At SC24, we got to see the newly announced Google Cloud TPU v6e Trillium board without its heatsinks. This is one of the newer chips at Google and one that is part of the ct6e-standard / v6e instances meant for AI workloads.
Google Cloud TPU v6e Trillium Shown at SC24
Here is the four TPU v6e Trillium board.
Each Trillium v6e chip is a lot more impressive than the v5e version. Onboard HBM has doubled from 16GB to 32GB with the bandwidth doubling in the new generation. Both INT8 and bfloat16 performance is up around 4.6-4.7x in this generation as well.
Here we can see four of the TPU v6e chips on top of the PCB. These are connected to dual socket CPU instances with four of the TPU v6e chips attached to each processor.

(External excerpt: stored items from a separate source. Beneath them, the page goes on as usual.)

PR #312, opened 2021-03-17
Hash validation fingerprint

eddynaka:


Src/Sarif.PatternMatcher/MatchHasher.cs
```diff
@@ -0,0 +1,46 @@
...
+
+using System;
+using System.Security.Cryptography;
+using System.Text;
+
+using Microsoft.Strings.Interop;
+
+namespace Microsoft.CodeAnalysis.Sarif.PatternMatcher
+{
+    public static class MatchHasher
```
michaelcfanning, line 12: >MatchHasher [](start = 24, length = 11)

Can we move this helper to the Fingerprint class? Thanks! :)

michaelcfanning (approved):
:shipit:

Each pod then gets a 256 accelerator set with a 2D Torus interconnect. In this generation each of the hosts also quadruples its interconnect bandwidth from two 100Gbps links to four 200Gbps links. The inter-chip interconnect also more than doubled its bandwidth in this generation.
Final Words
It is cool that Google shows off its hardware. Microsoft Azure tends to show the most hardware, by far. Google is probably one step behind Microsoft showing off its new instance hardware. AWS has a relative adversion to showing off its chips like this. Still it is really interesting since we know that the major hyper-scale players are doing their own custom silicon for AI in addition to deploying NVIDIA. Google will charge more per accelerator in this generation, but the idea is that with a faster part, the net impact is a significantly lower cost for the customer than the v5e instances. With NVIDIA aggressively churning its roadmap, Google needs to continually offer new chips with better performance per dollar to keep pace.
Is the Torus interconnect a proprietary protocol of some flavor; or something off the shelf(presumably ethernet unless otherwise specified) just run in an unswitched 2d torus topology rather than switched?